Shandong Ruyi Technology Group Co., Ltd
- Trade name: Shandong Ruyi Woolen Garment Group Co., Ltd.
- Native name: 山东如意科技集团
- Formerly: Shandong Jining Woolen Mill
- Traded as: SZSE: 002193
- Industry: Textiles and clothing
- Founded: 1972 in China
- Headquarters: Jining, China
- Key people: Yafu Qiu (chair)
- Brands: Aquascutum, Renown Inc.
- Parent: Jining Ruyi Investment Co., Ltd.
- Website: chinaruyi.com

= Shandong Ruyi =

Chinese clothing company

Shandong Ruyi Technology Group Co., Ltd is a Chinese textiles and clothing company. Founded in 1972 in Jining, China, it is a subsidiary of Jining Ruyi Investment Co., Ltd. As of 2017, Ruyi Group was the largest textile manufacturer in China. It owns or part-owns brands including Aquascutum, and Renown Inc. and has expressed ambitions to become the Chinese equivalent of LVMH.

==History==
===1972–2000===
The company was founded in 1972, and was formerly known as Shandong Jining Woolen Mill, and is based in Jining, China. It is a subsidiary of Jining Ruyi Investment Co., Ltd. Qiu Yafu became vice president in late 1992 of Shandong Ruyi Woolen Textiles Group Co Ltd, and president in late 1996; in late 1997 he became chairman and president, roles he held until 2002.

===2001–2016===
Shandong Ruyi was founded as is in 2001. Qiu Yafu was chairman and president of Shandong Ruyi Science & Technology Group from August 2002 until August 2008, when he became only chairman. He is also currently president of Shandong Ruyi Woolen Textiles Group Co Ltd. In 2010, it purchased a 41 percent stake in Renown Inc., a Japanese apparel maker, for $36.8 million, becoming its largest stakeholder.

As of 2016, it also owned Hong Kong-based menswear group Trinity Ltd which was purchased for $283.88 million. In December 2016, Aquascutum, a British luxury clothing manufacturer, was due to be sold for $120m (£97m) to two buyers, one of which was Shandong Ruyi. It was sold to Shandong Ruyi for $117 million.

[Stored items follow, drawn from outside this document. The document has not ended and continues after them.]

PR #1516, opened 2024-11-15
update_hrh_data_script

BinglingICL:
The old script cannot run now due to outdated/changed pandas functions, such as append and groupby, and the read_excel function that cannot read the auxiliary data of facility level establishment. Besides, the dropbox path needs to be replaced by the OneDrive path.

Code are now updated and can run now. 

To fix the issue of that auxiliary file cannot be read, I have added a csv file copying the relevant data from the original file to OneDrive.

Checked that the newly resource files are only different with master ones in the data format, not the data numerics.

I have created this pull request so that Marianca can run the script herself. Not necessarily needed to be merged to master for now.

As Mariana will examine the CHAM and MOH data separately, and in the future, we would need to format the coding in more general way to be applied to wider context (e.g. other countries in the region), I expect we would need to update this script more thoroughly.


BinglingICL:
> Thanks @BinglingICL --- Please could you double-check that Mariana has got this working? Then we can merge.
> 
> I see the .csv files are updated, but from the descriptions, I believe that they should not have changed actually, --- is that right?

Thanks for checking this branch. The values of resource files have only changed in the last one or two decimals (12th/13th decimals).

I can run this branch locally; will check with Mariana if she could get it work, too.

tbhallett (approved):

PR #1520, opened 2024-11-19
Reduce viral load testing for PLHIV on ART

tdm32:
Reduce the amount of viral load testing to occur every 2 years, consistent with data showing 400,000-450,000 VL tests occurring annually between 2020-2023.

This also includes the changes from PR #1456 which can be closed - increasing VMMC post-2019

image


tdm32:
@tbhallett This is ready for review

src/tlo/methods/hiv.py
```diff
@@ -2877,13 +2891,15 @@ def do_at_continuation(self, person_id):
...
         person = df.loc[person_id]
+        p = self.module.parameters
 
         # default to person stopping cotrimoxazole
         df.at[person_id, "hv_on_cotrimoxazole"] = False
 
         # Viral Load Monitoring
         # NB. This does not have a direct effect on outcomes for the person.
-        _ = self.get_consumables(item_codes=self.module.item_codes_for_consumables_required['vl_measurement'])
+        if self.module.rng.random_sample(size=1) < p['dispensation_period_months'] / p['interval_for_viral_load_measurement_months']:
```
tbhallett, line 2901: RHS of this equation is confusing me:
 `p['dispensation_period_months'] / p['interval_for_viral_load_measurement_months']` 

This should be a probability of needing a VL, I think.

tbhallett (changes requested):

src/tlo/methods/hiv.py
tdm32: @tbhallett  The probability of needing a VL measurement is the time between ART appts (3 months) divided by the interval for VL measurements which is 24 months, so the prob in this case is 0.25 per ART appt. If we change ART follow-ups to every 6 months, this should still work.

tbhallett: why not just have a parameter saying 'probability of having VL measurement during an ART appointment' then?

As of 2016, Shandong Ruyi owned the French company SMCP Group, the parent company of fashion brands Sandro Paris, Maje, and Claudie Pierlot. It purchased the majority stake in SMCP in 2016 for £1.15 billion after six months of negotiations. SMCP CEO Daniel Lalonde said that the investment would fund SMCP's growth overseas, particularly in Asia. SMCP was then taken public in 2017, with Shandong Ruyi maintaining its stake.

===2017–2020===
In November 2017, the company offered to buy a 54% controlling stake of menswear supplier Bagir for $16.5 million, due to complete on 31 August 2018. In February 2018, Shandong Ruyi acquired a majority stake in the Swiss luxury fashion brand Bally from its parent company JAB Holding Company for an undisclosed sum. The closing of the operation is still suspended, however, since more than one year. At the time, Yafu Qiu was chairman of Shandong Ruyi Group. As of February 2018, British billionaire Sir Philip Green was considering selling his Arcadia company to Shandong Ruyi. As of 2017, Ruyi Group was the largest textile manufacturer in China. As of 2018, it was also in the top 20 in terms of revenues for luxury fashion groups.

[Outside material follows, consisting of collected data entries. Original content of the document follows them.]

PR #1524, opened 2024-11-21
Generate `HSI_Contraception_FamilyPlanningAppt.EXPECTED_APPT_FOOTPRINT` at class initialisation

### LINKED ISSUE #1467: Population dataframe accesses in `HSI_Contraception_FamilyPlanningAppt.EXPECTED_APPT_FOOTPRINT` are performance bottleneck
Look at the most recent successful profiling run results

https://github-pages.ucl.ac.uk/TLOmodel-profiling/_static/profiling_html/schedule_1226_dbf33d69edadbacdc2dad1fc32c93eb771b03f9b.html

calls to the `HSI_Contraception_FamilyPlanningAppt.EXPECTED_APPT_FOOTPRINT` property are consuming a lot of run time, with a total of 2570s spent in evaluating this property out of a total run time of 27&thinsp;400s (9.3%). There are three functions calling `HSI_Contraception_FamilyPlanningAppt.EXPECTED_APPT_FOOTPRINT` with a significant amount of time recorded in each call path

- `HealthSystem.check_hsi_event_is_valid` (1110s)
- `HSI_Contraception_FamilyPlanningAppt.initialise` (545s)
- `HSI_Contraception_FamilyPlanningAppt.run` (911s)

and in all cases the vast majority of the time in the `HSI_Contraception_FamilyPlanningAppt.EXPECTED_APPT_FOOTPRINT` call is spent in `.loc` indexing operations on the population dataframe.

Looking at the implementation of the property

https://github.com/UCL/TLOmodel/blob/5b4f328e5fc0df469eec40bcf1110a555326aa80/src/tlo/methods/contraception.py#L1150-L1170

we can see this must be arising from the access to the current contraception method property for the individual the HSI event is targetting in the line

```Python
current_method = self.sim.population.props.loc[person_id].co_contraception 
```

<details>
<summary>
This pattern of the `EXPECTED_APPT_FOOTPRINT` being a property rather than an attribute seems to also be used by a few other HSI events
</summary>

`HSI_Hiv_StartOrContinueTreatment`

https://github.com/UCL/TLOmodel/blob/5b4f328e5fc0df469eec40bcf1110a555326aa80/src/tlo/methods/hiv.py#L2968-L2986

`HSI_Tb_StartTreatment`

https://github.com/UCL/TLOmodel/blob/5b4f328e5fc0df469eec40bcf1110a555326aa80/src/tlo/methods/tb.py#L2175-L2183

`HsiBaseVaccine`

https://github.com/UCL/TLOmodel/blob/5b4f328e5fc0df469eec40bcf1110a555326aa80/src/tlo/methods/epi.py#L407-L431
</details>

I'm assuming this has been implemented like this to allow the expected appointment footprint to be based on the target's properties at the point at which it is run rather than when it is scheduled? Tagging @tbhallett, @BinglingICL and @EvaJanouskova as I think this was originally implemented in #826. 

One thing I'm not sure about is how this pattern interacts with this logic in `HSI_Event.initialise`

https://github.com/UCL/TLOmodel/blob/5b4f328e5fc0df469eec40bcf1110a555326aa80/src/tlo/methods/hsi_event.py#L333-L338

which reassigns `self.EXPECTED_APPT_FOOTPRINT` in certain cases, in which case it would end up as a plain (static) attribute rather than a property. As `HSI_Event.initialise` appears to be called in `HealthSystem.schedule_hsi_event`, that is at the time the HSI event is scheduled, this means in some cases even when `EXPECTED_APPT_FOOTPRINT` is defined as a property it will be 'locked-in' as a static attribute with values taken from population dataframe at point at which it is scheduled.

As accessing the population dataframe dynamically when `EXPECTED_APPT_FOOTPRINT` is a property seems to be a performance bottleneck, and given it does seem to be guaranteed this will actually be done at the point the HSI event is run rather than scheduled, it seems that enforcing that `EXPECTED_APPT_FOOTPRINT` is an attribute which is contructed when the HSI event is constructed (when scheduling) might be a good idea to both keep the behaviour consistent and allow us to reduce the population dataframes by just doing once on construction rather than each access of `EXPECTED_APPT_FOOTPRINT`.

matt-graham:
Resolves #1467 

Changes `HSI_Contraception_FamilyPlanningAppt.EXPECTED_APPT_FOOTPRINT` from being a property to a static attribute, with the value evaluated when the class (HSI event) is initialised (scheduled).

This may change the value associated with `EXPECTED_APPT_FOOTPRINT` as it is now depends on the targets properties (specifically the current contraception method indicated by the categorical `co_contraception` property) at the time of scheduling rather than evaluation of `EXPECTED_APPT_FOOTPRINT`. Marking this as draft for now as will need @EvaJanouskova and/or @BinglingICL to verify if this change in behaviour is reasonable.

As discussed in #1467 repeated dataframe accesses when dynamically evaluating `EXPECTED_APPT_FOOTPRINT` for this HSI event where becoming a significant performance bottleneck - from some short profiled runs locally the changes here give around a 20% reduction in run time.

### DIFF
--- a/src/tlo/methods/contraception.py
+++ b/src/tlo/methods/contraception.py
@@ -1146,12 +1146,12 @@ class HSI_Contraception_FamilyPlanningAppt(HSI_Event, IndividualScopeEventMixin)
 
         self.TREATMENT_ID = "Contraception_Routine"
         self.ACCEPTED_FACILITY_LEVEL = _facility_level
-
-    @property
-    def EXPECTED_APPT_FOOTPRINT(self):
-        """Return the expected appt footprint based on contraception method and whether the HSI has been rescheduled."""
-        person_id = self.target
         current_method = self.sim.population.props.loc[person_id].co_contraception
+        self.EXPECTED_APPT_FOOTPRINT = self._get_expected_appt_footprint(current_method)
+
+
+    def _get_expected_appt_footprint(self, current_method: str):
+        """Return the expected appt footprint based on contraception method and whether the HSI has been rescheduled."""
         if self._number_of_times_run > 0:  # if it is to re-schedule due to unavailable consumables
             return self.make_appt_footprint({})
         # if to switch to a method
@@ -1165,9 +1165,11 @@ class HSI_Contraception_FamilyPlanningAppt(HSI_Event, IndividualScopeEventMixin)
         elif self.new_contraceptive in ['male_condom', 'other_modern', 'pill']:
             return self.make_appt_footprint({'PharmDispensing': 1})
         else:
+            warnings.warn(
+                "Assumed empty footprint for Contraception Routine appt because couldn't find actual case.",
+                stacklevel=3,
+            )
             return self.make_appt_footprint({})
-            warnings.warn(UserWarning("Assumed empty footprint for Contraception Routine appt because couldn't find"
-                                      "actual case."))
 
     def apply(self, person_id, squeeze_factor):
         """If the relevant consumable is available, do change in contraception and log it"""
--- a/src/tlo/methods/contraception.py
+++ b/src/tlo/methods/contraception.py
@@ -1147,11 +1147,11 @@ class HSI_Contraception_FamilyPlanningAppt(HSI_Event, IndividualScopeEventMixin)
         self.TREATMENT_ID = "Contraception_Routine"
         self.ACCEPTED_FACILITY_LEVEL = _facility_level
         current_method = self.sim.population.props.loc[person_id].co_contraception
-        self.EXPECTED_APPT_FOOTPRINT = self._get_expected_appt_footprint(current_method)
+        self.EXPECTED_APPT_FOOTPRINT = self._get_appt_footprint(current_method)
 
 
-    def _get_expected_appt_footprint(self, current_method: str):
-        """Return the expected appt footprint based on contraception method and whether the HSI has been rescheduled."""
+    def _get_appt_footprint(self, current_method: str):
+        """Return the appointment footprint based on contraception method and whether the HSI has been rescheduled."""
         if self._number_of_times_run > 0:  # if it is to re-schedule due to unavailable consumables
             return self.make_appt_footprint({})
         # if to switch to a method
@@ -1267,6 +1267,8 @@ class HSI_Contraception_FamilyPlanningAppt(HSI_Event, IndividualScopeEventMixin)
             self._number_of_times_run < self.module.parameters['max_number_of_runs_of_hsi_if_consumable_not_available']
         ):
             self.reschedule()
+
+        return self._get_appt_footprint(current_method)
 
     def post_apply_hook(self):
         self._number_of_times_run += 1


matt-graham:
From running the tests locally it looks like these changes break at least one test in `tests/test_contraception.py`:

```
_______________________________________________________________________________ test_record_of_appt_footprint_for_switching_to_methods[83563095832589325021] ________________________________________________________________________________
tests/test_contraception.py:485: in test_record_of_appt_footprint_for_switching_to_methods
    assert is_list_longer_than_length_of_one_and_with_first_element_nonblank_and_subsequent_blank(
E   AssertionError: assert False
E    +  where False = <function test_record_of_appt_footprint_for_switching_to_methods.<locals>.is_list_longer_than_length_of_one_and_with_first_element_nonblank_and_subsequent_blank at 0x7fb3ac5d45e0>([{'MinorSurg': 1}, {'MinorSurg': 1}, {'MinorSurg': 1}, {'MinorSurg': 1}, {'MinorSurg': 1}, {'MinorSurg': 1}, ...])
E    +    where [{'MinorSurg': 1}, {'MinorSurg': 1}, {'MinorSurg': 1}, {'MinorSurg': 1}, {'MinorSurg': 1}, {'MinorSurg': 1}, ...] = <function test_record_of_appt_footprint_for_switching_to_methods.<locals>.get_appt_footprints at 0x7fb3ac614c20>(switch_from='not_using', switch_to='female_sterilization', consumables_available=False)
```

I am not entirely sure what this test is meant to be checking. The full output of the call `get_appt_footprints(switch_from='not_using', switch_to='female_sterilization', consumables_available=False)` which is passed to `is_list_longer_than_length_of_one_and_with_first_element_nonblank_and_subsequent_blank` is

```
[{'MinorSurg': 1}, {'MinorSurg': 1}, {'MinorSurg': 1}, {'MinorSurg': 1}, {'MinorSurg': 1}, {'MinorSurg': 1}, {'MinorSurg': 1}, {'MinorSurg': 1}, {'MinorSurg': 1}, {'MinorSurg': 1}, {'MinorSurg': 1}, {'MinorSurg': 1}, {'MinorSurg': 1}, {'MinorSurg': 1}, {'MinorSurg': 1}, {'MinorSurg': 1}, {'MinorSurg': 1}, {'MinorSurg': 1}, {'MinorSurg': 1}, {'MinorSurg': 1}, {'MinorSurg': 1}, {'MinorSurg': 1}, {'MinorSurg': 1}, {'MinorSurg': 1}, {'MinorSurg': 1}, {'MinorSurg': 1}, {'MinorSurg': 1}, {'MinorSurg': 1}, {'MinorSurg': 1}, {'MinorSurg': 1}, {'MinorSurg': 1}]
```

with the last condition (subsequent elements after first blank) failing.

matt-graham:
My understanding of why the test is failing is that the HSI event reschedules itself if a lack of consumables meant the change to contraception method could not be enacted

https://github.com/UCL/TLOmodel/blob/4a67b4881027857609592c0418baf944bed80236/src/tlo/methods/contraception.py#L1266-L1269

with the reschedule function passing in `self` as the HSI event instance 

https://github.com/UCL/TLOmodel/blob/4a67b4881027857609592c0418baf944bed80236/src/tlo/methods/contraception.py#L1276-L1282

This means in any subsequent runs of HSI event `apply` method the value of `EXPECTED_APPT_FOOTPRINT` will remain what is was when event was first scheduled and `__init__` method called (and so be based on the current contraception method at that point), as the rescheduled events do not create a new HSI event instance. 

I believe the intended interface for communicating changes to the appointment footprint from the initial expected footprint at the point of scheduling is for the `apply` method to return the actual appointment footprint. Adding a line 

https://github.com/UCL/TLOmodel/blob/4a67b4881027857609592c0418baf944bed80236/src/tlo/methods/contraception.py#L1271

to the end of the `apply` method to return the appointment footprint based on `current_method` in the call to `apply` appears to fix the previously failing test. 

I initially also added a line `current_method = _new_contraceptive` to the if block

https://github.com/UCL/TLOmodel/blob/4a67b4881027857609592c0418baf944bed80236/src/tlo/methods/contraception.py#L1256-L1262

so that `current_method` at the end of the method when `self._get_appt_footprint` is called reflects the method after a change has been enacted but this led to another test failure

```
FAILED tests/test_contraception.py::test_record_of_appt_footprint_for_switching_to_methods[83563095832589325021] - AssertionError: assert [{'FamPlan': 1}] == [{'PharmDispensing': 1}]
```

so I am assuming the actual appointment footprint should be based on the current contraception method at the point HSI event is being run not after it has run (and the method has potentially changed).

BinglingICL:
Hi Matt, thanks for the neat and clear change and careful checks. I think the changes you've made look fine and agree with your saying that "actual appointment footprint should be based on the current contraception method at the point HSI event is being run not after it has run (and the method has potentially changed)".

Would be grateful if Eva @EvaJanouskova could double check the logic.

EvaJanouskova:
Yes, it seems good. Thank you @matt-graham!

EvaJanouskova (approved):
Yes, it seems good. Thank you @matt-graham!

matt-graham:
From the profiling run looks like this took about 10% off the time of a 5 year run with 50k initial population ([before changes in this PR](https://github-pages.ucl.ac.uk/TLOmodel-profiling/_static/profiling_html/schedule_1415_28643ea7550971f8c191f36c39b472a1264dc3de.html), [before changes in this PR](https://github-pages.ucl.ac.uk/TLOmodel-profiling/_static/profiling_html/issue_comment_1436_4a67b4881027857609592c0418baf944bed80236.html)), with the time spent in evaluating `HSI_Contraception_FamilyPlanningAppt.EXPECTED_APPT_FOOTPRINT` no longer significant enough to be picked up in the profiling output so looks this is working as intended.

BinglingICL:
[like]  She, Bingling reacted to your message:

In 2019, it acquired Invista's Apparels & Advanced Textiles business for an undisclosed amount said to exceed $2 billion, adding products such as Lycra and Coolmax to its portfolio. The acquired business operates under the name of The Lycra Company. However, in 2022 ownership of The Lycra Company was transferred to an equity group that provided funds for its acquisition, after Shandong Ruyi defaulted on loan repayment terms.

In 2020 Ruyi struggled because of debt and the COVID-19 pandemic.

==Operations==
As of 2018, most of its business was concentrated in the clothing industrial chain, including supplying yarn, fabric, raw materials, dying, weaving, sewing and production. The company has operations in China, Japan, Australia, New Zealand, India, Pakistan, the United Kingdom, Germany, and Italy. In 2017, Shandong Ruyi Technology Group said it would renovate a former television factory in Arkansas into its first facility in North America, in a $410 million project. It was expected that Ruyi would absorb "almost all the cotton produced by Arkansas annually."